(Stored data)
-----
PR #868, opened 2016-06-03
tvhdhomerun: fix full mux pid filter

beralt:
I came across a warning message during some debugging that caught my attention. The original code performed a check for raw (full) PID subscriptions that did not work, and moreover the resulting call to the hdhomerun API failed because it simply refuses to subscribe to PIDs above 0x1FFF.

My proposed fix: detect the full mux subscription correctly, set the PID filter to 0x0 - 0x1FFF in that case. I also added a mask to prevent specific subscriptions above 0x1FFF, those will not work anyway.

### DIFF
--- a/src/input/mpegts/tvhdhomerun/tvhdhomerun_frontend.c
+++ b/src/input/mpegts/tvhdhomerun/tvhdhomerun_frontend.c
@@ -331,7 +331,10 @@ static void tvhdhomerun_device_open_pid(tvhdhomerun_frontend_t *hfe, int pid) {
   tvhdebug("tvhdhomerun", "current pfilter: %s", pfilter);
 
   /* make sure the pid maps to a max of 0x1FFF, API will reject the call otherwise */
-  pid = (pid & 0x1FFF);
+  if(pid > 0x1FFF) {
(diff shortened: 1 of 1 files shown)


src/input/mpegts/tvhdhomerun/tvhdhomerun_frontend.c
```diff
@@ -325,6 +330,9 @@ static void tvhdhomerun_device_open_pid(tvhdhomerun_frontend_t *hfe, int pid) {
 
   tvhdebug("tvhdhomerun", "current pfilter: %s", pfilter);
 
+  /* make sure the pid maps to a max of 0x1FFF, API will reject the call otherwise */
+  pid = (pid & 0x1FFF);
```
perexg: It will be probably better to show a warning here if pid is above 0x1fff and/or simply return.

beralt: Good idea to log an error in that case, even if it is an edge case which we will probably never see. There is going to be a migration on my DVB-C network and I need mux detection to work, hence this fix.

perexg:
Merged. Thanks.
-----
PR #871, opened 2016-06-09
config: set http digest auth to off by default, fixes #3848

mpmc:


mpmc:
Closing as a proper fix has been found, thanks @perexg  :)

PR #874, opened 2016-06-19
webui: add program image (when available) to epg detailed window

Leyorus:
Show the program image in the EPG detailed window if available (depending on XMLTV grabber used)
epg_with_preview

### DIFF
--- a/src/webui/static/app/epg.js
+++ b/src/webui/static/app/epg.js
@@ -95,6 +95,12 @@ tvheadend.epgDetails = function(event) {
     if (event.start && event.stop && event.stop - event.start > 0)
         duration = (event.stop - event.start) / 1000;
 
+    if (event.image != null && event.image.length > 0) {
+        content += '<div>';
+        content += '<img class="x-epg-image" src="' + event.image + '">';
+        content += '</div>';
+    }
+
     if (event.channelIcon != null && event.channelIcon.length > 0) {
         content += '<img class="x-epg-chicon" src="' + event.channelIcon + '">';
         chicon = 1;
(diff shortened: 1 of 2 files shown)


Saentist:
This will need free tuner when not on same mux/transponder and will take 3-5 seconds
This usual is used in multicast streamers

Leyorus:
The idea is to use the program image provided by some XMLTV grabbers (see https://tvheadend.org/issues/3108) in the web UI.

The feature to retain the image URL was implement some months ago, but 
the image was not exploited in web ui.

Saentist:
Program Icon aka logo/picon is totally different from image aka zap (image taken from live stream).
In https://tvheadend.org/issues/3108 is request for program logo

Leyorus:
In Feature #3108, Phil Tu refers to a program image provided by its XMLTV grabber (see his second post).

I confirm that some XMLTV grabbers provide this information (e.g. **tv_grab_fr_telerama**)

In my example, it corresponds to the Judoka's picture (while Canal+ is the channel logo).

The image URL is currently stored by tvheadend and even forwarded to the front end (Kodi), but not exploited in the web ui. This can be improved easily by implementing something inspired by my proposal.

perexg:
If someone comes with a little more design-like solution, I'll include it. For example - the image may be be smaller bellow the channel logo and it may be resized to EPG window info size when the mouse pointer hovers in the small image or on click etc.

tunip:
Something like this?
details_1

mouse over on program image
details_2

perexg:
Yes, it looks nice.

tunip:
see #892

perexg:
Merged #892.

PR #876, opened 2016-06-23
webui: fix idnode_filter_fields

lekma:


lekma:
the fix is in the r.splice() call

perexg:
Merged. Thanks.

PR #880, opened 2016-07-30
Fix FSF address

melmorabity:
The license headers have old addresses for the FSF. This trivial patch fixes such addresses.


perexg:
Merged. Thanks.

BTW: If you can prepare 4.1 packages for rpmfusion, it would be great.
-----
* The problem *
Write the number of lines in the data above that contain "need", adding no other words.

* Written answer *
2